Кто как Бог? Или сколько длился день творения - страница 68
Более того, святые отцы считали повторением греха Хама цитирование мнения святого, противоречащего учения большинства. Вот как говорит об этом свят. Фотий: "если бы 10 или даже 20 отцов сказали так, а 600 и бесчисленное множество не говорили того: кто будет оскорблять отцов, — не те ли, кто, заключая благочестие немногих тех отцов в немногие слова и поставляя их в противоречие Соборам, предпочитают их бесчисленному сонму, или те, кто защитниками своими избирают многих отцов?"[257]
По словам преп. Варсануфия, которые открыл ему Сам Бог теологумены возникают тогда, когда "святые, сделавшись учителями, или сами собой, или принуждаемые к тому другими людьми, весьма преуспели, превзошли своих учителей и, получив утверждение свыше, изложили новое учение, но вместе с тем сохранили и то, что приняли от прежних учителей своих, т. е. учение неправое. Преуспев впоследствии и сделавшись учителями духовными, они не помолились Богу, чтобы Он открыл им относительно первых их учителей: Духом ли Святым внушено было им то, что они им преподали, но, почитая их премудрыми и разумными, не исследовали их слов; и таким образом мнения учителей их перемешались с их собственным учением, и святые сии говорили иногда то, чему научились от своих учителей, иногда же то, что здраво постигали собственным умом; впоследствии же и те и другие приписаны были им".[258] Итак, «теологумен» — результат отклонения человеческой мысли от Откровения, по словам преп. Варсануфия "неправое учение". Так может ли из собрания неправды появиться истина?
Вообще крайне опасным представляется отношение к богословию, как к сфере творчества. Оно решает слишком важные вопросы, чтобы в нем было место человеческому произволу. Попытка применить способности своей фантазии к богословию подобна попытки экспериментировать на минном поле. Измени хоть букву в Символе веры и вечная участь человека станет весьма печальной! Построй новую догматическую систему и мир будет потрясен чудовищными преступлениями. По справедливому замечанию Честертона, богослов подобен укротителю львов и тигров. Дай им чуть воли и чудище древнего отчаяния захватит народы!
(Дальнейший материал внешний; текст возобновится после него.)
PR #3939, opened 2026-08-27
libnvme: carry the fabrics context credentials into the controller

sithglan:
## What

`libnvmf_create_ctrl()` forwards only `fctx->ctrl_params` to
`libnvme_create_ctrl()`. The authentication and transport encryption settings
live on `struct libnvmf_context` *next to* `ctrl_params`, not inside it:

```c
	/* NVMe controller parameters */
	struct libnvme_ctrl_params ctrl_params;
	...
	/* authentication and transport encryption configuration */
	const char *hostkey;
	const char *ctrlkey;
	const char *keyring;
	char *tls_key;
	const char *tls_key_identity;
```

so a controller created from a context that carries any of them comes out with
none of them. `build_options()` then emits an argstr ending in `,tls` with no
key at all and the connect fails with `ENOKEY`:

```
connect ctrl, 'nqn=…,ctrl_loss_tmo=600,tls'
Failed to write to /dev/nvme-fabrics: Required key not available
```

`libnvmf_connect()` never hit this: it called `libnvme_create_ctrl()` itself
and applied the credentials in its own body afterwards. Everything that goes
through the public helper did — including the libnvme3 Python bindings, whose
`nvme.Ctrl()` constructor accepts `hostkey`, `ctrlkey`, `keyring`, `tls_key`
and `tls_key_identity`, stores them on the fabrics context via
`libnvmf_context_set_crypto()`, and then loses them again.

Reported by @martin-belanger while reviewing
[nvme-stas#500](https://github.com/linux-nvme/nvme-stas/pull/500#issuecomment-5443118566),
where nvme-stas had to work around it by setting the keys on the `nvme.Ctrl`
object after construction.

## The change

The credential handling moves into `libnvmf_create_ctrl()`, so the function
returns a controller that reflects the whole context rather than half of it,
and `libnvmf_connect()` calls it instead of repeating the sequence.
`nvme_parse_tls_args()` moves up unchanged to be visible from there. No
behaviour change for `libnvmf_connect()`; `examples/discover-loop.c` and the
Python bindings get the credentials they were already asking for.

## Tests

Two regression tests, both of which fail without the fix:

- `libnvme/tests/test-fabrics.c` — `test_create_ctrl_credentials()`: named keys
  land on the controller as strings, numeric ones land in `cfg.keyring_id` /
  `cfg.tls_key_id`, and the fabrics config still comes across.
- `libnvme/libnvme3/tests/test-ctrl-crypto.py` — the reported symptom at the
  binding level: keys handed to `nvme.Ctrl()` must be readable back off the
  controller, and a controller built without keys must not grow any.

`meson test`: 115 ok, 0 fail (python bindings enabled).

## End-to-end

Patched and unpatched builds side by side against a NetApp ONTAP 9.19.1
subsystem over NVMe/TCP with TLS 1.3 (kernel 7.1.8), connecting the way
nvme-stas does — credentials in the `nvme.Ctrl()` dict — with the `.nvme`
keyring emptied first so the dict is the only source of the PSK:

| | argstr | result |
|---|---|---|
| before | `…,ctrl_loss_tmo=600,tls` | `Required key not available` |
| after | `…,keyring=0x1c398c1a,tls_key=0x0fadb176,tls` | controller `live` |

A 512 KiB write/read round-trip over the TLS path compares identical. Passing
`tls_key_identity` as well also works and reuses the retained key rather than
re-importing it (key serial unchanged).

Note that two things mask the bug on a normal host, in case this looks
untriggerable: `libnvmf_add_ctrl()` copies the keys over from a sibling
controller on the same subsystem, and the kernel resolves a pre-provisioned
PSK by identity on its own. It shows up on the first connection to a subsystem
whose PSK has not been provisioned into the keyring by other means.

### DIFF
--- a/libnvme/libnvme3/meson.build
+++ b/libnvme/libnvme3/meson.build
@@ -99,6 +99,7 @@ if want_python
         [ 'registry', [ files('tests/test-registry.py'), ] ],
         [ 'config', [ files('tests/test-config.py'), ] ],
         [ 'setattr-guards', [ files('tests/test-setattr.py'), ] ],
+        [ 'ctrl-crypto', [ files('tests/test-ctrl-crypto.py'), ] ],
     ]
     foreach test: py_tests
         description = test[0]
--- a/libnvme/libnvme3/tests/test-ctrl-crypto.py
+++ b/libnvme/libnvme3/tests/test-ctrl-crypto.py
@@ -1,0 +1,68 @@
+# SPDX-License-Identifier: LGPL-2.1-or-later
+# This file is part of libnvme.
+"""Tests that the crypto keys given to Ctrl() land on the controller.
+
+Regression: libnvmf_create_ctrl() forwarded only ctrl_params, so 'keyring',
+'tls_key', 'tls_key_identity', 'hostkey' and 'ctrlkey' were accepted by the
+constructor, stored on the fabrics context, and then silently dropped -- the
+connect went out without a key and failed with ENOKEY.
+"""
+
+import unittest
+from libnvme3 import nvme
+
+
+class TestCtrlCrypto(unittest.TestCase):
+
+    def setUp(self):
+        self.ctx = nvme.GlobalCtx()
+        (hostnqn, hostid) = nvme.host_get_ids(self.ctx)
+        self.ctx.hostnqn = hostnqn
+        self.ctx.hostid = hostid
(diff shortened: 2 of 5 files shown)


igaw:
Good catch! It’s very cool that you’re doing end-to-end tests with storage servers. Thanks a lot!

Да и сами верующие ждут от богословия вовсе не новых систем, а свидетельство истины. Христианину (да и язычнику) вовсе не интересно, как модные теологи считают возможным понимать тот или иной древний текст; им не важно, можно ли построить такое толкование книги Бытия, когда день творения будет равным тысяче лет, или миллиону веков, им (автор причисляет себя к этой же вымирающей группе населения) важно знать, как же все было на самом деле, какова истина. Но теологумен здесь нам ничем не поможет. Ведь он — только художественное произведение, а не свидетельство очевидца. Попытка заменить богословскими мнениями ясное свидетельство Предания — это духовное фальшивомонетчество. Ведь и тот кто подделывает купюру, совершает творческую работу, при этом стараясь, чтоб его произведение было максимально похоже на подлинник. Также и новый богослов творчески строит собственную систему и при этом выдает ее за подлинное, современное Православие.
Исходя из этого понятно, почему Архиерейский Собор Русской Церкви 2000 года заявил, что "недопустимо ограничивать согласие в вере узким кругом необходимых истин, чтобы за их пределами допустить "свободу в сомнительном". Неприемлема сама установка на толерантность к разномыслиям вере". ("Основные принципы отношения Русской Православной Церкви к инославию" 2.10) Это определение нашего священноначалия категорически отвергает саму возможность существования "теологистского богословия" и тем самым лишает телеологистов любой возможности остаться в рамках православного вероучения.
Такой подход современным богословов (и древних еретиков) к слову Божию противоречит апостольской практике. Ведь ап. Павел говорил: "мы не повреждаем слова Божия, как многие; но проповедуем искренно, как от Бога, пред Богом, во Христе" (2 Кор. 2, 17). И это особенно важно в свете того, что нас, православных креационистов сторонники эволюции обвиняют в противодействии миссионерству и к склонности к выискиванию новых еретиков. Так о. Андрей Кураев говорит: "В конце концов: богословствуем мы ради того, чтобы подарить людям Христа, или ради того, чтобы укрепить свой собственный авторитет? Поэтому в моем представлении вопрос о том, приемлем ли мы эволюционистское прочтение первых ветхозаветных страниц, или же толкуем их в рамках строгого креационизма — это не вопрос о понимании нами древнейших страниц нашей истории. Это вопрос о нашем будущем. Хотим ли мы видеть нашу Церковь миссионерски активной и открытой, или же всю церковную жизнь и мысль мы сводим лишь к повторению цитат из прошлых столетий?